**TASK TO CARRY OUT:** Extract all lines that hold "sellprice" from the records below.

**DATA FOR REVIEW:**
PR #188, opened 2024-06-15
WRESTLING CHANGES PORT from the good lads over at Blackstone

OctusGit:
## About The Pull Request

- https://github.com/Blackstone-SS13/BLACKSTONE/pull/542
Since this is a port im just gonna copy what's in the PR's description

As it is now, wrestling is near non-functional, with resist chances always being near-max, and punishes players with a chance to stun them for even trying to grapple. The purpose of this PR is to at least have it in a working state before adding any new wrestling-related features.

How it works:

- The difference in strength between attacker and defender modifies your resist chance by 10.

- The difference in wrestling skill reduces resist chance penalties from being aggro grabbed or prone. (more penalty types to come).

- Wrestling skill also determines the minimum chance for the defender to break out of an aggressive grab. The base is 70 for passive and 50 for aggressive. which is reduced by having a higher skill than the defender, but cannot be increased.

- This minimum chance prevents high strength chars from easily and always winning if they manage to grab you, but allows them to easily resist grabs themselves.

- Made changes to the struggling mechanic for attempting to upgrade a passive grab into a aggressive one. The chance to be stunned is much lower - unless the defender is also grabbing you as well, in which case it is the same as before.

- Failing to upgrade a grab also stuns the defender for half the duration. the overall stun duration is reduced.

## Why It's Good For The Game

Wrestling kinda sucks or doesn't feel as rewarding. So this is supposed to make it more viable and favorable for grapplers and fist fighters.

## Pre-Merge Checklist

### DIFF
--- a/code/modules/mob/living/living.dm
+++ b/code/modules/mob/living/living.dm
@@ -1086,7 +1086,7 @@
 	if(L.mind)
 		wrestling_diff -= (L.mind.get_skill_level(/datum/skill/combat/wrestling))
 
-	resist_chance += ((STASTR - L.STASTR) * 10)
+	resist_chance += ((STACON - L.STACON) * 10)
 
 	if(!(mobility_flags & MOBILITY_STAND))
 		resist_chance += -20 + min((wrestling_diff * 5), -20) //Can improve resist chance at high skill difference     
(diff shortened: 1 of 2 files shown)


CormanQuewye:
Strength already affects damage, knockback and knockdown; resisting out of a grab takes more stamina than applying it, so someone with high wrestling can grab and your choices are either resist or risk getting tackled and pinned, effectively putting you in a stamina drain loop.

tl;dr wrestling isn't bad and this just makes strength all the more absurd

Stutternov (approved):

...

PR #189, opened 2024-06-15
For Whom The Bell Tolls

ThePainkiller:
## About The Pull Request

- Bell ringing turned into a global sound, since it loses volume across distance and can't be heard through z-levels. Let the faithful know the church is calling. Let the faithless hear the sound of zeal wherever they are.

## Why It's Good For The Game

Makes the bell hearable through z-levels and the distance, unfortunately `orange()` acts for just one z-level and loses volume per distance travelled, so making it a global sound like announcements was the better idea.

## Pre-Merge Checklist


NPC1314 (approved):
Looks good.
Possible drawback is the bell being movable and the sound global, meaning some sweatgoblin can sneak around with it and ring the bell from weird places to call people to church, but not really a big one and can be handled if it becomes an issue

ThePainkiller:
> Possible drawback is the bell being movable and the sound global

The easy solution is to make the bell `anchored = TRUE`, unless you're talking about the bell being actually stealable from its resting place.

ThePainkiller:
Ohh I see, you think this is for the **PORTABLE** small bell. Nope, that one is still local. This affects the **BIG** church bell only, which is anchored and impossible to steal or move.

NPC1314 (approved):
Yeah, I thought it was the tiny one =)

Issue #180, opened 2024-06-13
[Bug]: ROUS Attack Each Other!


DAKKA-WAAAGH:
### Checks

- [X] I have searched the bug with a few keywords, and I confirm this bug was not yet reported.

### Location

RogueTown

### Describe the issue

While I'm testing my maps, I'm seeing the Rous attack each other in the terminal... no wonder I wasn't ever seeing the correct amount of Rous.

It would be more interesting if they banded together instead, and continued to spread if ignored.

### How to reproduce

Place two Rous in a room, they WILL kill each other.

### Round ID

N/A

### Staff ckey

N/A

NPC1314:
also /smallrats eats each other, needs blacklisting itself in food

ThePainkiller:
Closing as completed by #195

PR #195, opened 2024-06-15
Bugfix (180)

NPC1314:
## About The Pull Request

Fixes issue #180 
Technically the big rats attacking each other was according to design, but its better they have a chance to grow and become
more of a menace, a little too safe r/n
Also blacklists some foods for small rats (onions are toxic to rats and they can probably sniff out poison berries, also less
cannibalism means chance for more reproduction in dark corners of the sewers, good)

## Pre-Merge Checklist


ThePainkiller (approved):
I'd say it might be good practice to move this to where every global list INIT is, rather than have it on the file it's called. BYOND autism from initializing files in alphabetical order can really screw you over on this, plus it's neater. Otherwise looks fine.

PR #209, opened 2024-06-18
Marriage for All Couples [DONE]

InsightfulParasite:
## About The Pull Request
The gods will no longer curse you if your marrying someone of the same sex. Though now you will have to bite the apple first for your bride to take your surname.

--

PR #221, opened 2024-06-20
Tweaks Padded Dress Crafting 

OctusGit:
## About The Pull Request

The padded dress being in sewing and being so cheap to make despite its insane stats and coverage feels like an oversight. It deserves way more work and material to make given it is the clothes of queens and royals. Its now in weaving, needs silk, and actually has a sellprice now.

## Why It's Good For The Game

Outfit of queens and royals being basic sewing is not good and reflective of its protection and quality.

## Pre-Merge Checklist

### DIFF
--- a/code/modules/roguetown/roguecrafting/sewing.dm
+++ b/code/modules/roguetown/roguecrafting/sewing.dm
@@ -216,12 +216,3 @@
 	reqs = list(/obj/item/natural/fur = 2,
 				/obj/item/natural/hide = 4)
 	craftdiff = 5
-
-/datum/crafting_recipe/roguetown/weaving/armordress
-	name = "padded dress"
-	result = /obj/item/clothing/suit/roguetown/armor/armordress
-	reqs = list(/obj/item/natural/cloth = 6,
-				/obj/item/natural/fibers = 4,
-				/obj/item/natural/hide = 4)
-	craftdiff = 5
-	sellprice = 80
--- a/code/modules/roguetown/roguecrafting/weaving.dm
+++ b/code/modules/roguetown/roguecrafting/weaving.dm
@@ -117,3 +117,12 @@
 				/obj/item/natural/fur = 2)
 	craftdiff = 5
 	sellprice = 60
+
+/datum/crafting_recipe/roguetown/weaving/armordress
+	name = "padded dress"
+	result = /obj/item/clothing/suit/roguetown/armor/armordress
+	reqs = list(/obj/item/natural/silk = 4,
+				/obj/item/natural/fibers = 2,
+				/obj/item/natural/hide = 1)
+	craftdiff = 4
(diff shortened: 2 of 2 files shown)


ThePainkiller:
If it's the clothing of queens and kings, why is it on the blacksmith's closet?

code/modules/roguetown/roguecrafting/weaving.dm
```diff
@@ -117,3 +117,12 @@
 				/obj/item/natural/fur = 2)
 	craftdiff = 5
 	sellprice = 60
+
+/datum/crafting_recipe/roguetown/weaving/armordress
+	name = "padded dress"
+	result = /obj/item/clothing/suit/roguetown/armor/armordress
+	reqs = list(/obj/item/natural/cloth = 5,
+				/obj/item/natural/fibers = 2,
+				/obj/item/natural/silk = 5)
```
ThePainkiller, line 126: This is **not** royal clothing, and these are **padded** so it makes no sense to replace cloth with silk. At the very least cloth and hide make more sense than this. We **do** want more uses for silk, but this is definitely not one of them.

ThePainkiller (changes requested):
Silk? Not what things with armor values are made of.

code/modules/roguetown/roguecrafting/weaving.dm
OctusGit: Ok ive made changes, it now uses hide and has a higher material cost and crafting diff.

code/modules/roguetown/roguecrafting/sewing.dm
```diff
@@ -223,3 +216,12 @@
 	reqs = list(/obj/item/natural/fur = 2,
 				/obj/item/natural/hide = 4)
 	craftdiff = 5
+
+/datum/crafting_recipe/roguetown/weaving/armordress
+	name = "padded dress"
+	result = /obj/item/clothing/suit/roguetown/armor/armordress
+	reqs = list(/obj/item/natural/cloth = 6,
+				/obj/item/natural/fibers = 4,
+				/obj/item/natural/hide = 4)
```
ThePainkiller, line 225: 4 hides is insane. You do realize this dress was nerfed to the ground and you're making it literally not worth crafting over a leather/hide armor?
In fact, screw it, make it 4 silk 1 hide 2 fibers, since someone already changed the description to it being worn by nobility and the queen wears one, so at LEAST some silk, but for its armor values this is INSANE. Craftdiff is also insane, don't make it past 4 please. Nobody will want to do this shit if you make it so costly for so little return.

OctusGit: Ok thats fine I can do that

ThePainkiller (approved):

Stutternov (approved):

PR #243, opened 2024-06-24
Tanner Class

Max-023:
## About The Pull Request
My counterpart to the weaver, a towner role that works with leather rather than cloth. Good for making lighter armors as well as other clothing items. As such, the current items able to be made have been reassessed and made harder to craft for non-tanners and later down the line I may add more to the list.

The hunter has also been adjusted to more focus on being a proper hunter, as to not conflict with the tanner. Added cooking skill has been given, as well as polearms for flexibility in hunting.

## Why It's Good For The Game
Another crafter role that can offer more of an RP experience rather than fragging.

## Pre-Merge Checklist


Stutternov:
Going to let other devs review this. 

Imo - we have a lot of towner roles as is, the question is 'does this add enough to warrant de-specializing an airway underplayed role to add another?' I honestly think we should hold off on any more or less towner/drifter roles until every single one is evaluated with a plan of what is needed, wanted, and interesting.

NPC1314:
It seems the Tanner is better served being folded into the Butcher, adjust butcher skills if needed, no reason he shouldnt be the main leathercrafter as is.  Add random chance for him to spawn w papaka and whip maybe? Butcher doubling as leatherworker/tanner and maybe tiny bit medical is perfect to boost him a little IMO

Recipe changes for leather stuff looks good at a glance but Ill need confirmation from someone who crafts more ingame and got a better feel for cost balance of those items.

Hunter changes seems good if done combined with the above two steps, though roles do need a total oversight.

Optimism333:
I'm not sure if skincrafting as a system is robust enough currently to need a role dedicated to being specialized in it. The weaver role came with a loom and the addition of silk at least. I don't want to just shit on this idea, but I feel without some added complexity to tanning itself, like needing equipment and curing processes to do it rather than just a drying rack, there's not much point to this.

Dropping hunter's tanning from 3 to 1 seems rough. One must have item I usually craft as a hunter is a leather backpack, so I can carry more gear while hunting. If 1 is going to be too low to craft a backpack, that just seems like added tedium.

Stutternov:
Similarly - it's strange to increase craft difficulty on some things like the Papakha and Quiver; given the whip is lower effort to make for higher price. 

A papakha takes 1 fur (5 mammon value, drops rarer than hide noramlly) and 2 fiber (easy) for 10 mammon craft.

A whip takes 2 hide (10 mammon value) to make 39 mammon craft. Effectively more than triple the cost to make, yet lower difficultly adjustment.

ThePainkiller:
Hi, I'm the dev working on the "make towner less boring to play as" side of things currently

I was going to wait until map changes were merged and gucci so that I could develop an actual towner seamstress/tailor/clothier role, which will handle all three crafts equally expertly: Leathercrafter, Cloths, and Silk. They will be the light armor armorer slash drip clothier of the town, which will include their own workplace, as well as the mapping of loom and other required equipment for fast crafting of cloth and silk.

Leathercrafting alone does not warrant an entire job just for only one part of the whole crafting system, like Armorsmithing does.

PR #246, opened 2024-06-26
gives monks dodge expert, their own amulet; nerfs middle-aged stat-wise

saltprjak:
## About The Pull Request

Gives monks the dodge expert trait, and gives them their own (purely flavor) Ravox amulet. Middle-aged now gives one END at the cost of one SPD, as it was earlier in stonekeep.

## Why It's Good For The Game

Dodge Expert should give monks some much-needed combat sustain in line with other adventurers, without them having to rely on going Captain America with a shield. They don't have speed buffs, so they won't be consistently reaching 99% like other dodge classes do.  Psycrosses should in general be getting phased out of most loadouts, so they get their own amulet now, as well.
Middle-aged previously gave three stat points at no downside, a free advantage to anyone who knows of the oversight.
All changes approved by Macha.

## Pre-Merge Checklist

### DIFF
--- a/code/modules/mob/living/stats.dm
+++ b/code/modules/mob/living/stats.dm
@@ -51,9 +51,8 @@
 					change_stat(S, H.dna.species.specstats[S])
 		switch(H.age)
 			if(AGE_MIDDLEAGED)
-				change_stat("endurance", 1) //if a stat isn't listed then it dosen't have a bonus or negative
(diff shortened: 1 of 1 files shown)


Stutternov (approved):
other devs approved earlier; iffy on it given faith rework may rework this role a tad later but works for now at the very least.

**TASK SOLUTION:**
The padded dress being in sewing and being so cheap to make despite its insane stats and coverage feels like an oversight. It deserves way more work and material to make given it is the clothes of queens and royals. Its now in weaving, needs silk, and actually has a sellprice now.
-	sellprice = 80
 	sellprice = 60
 	sellprice = 60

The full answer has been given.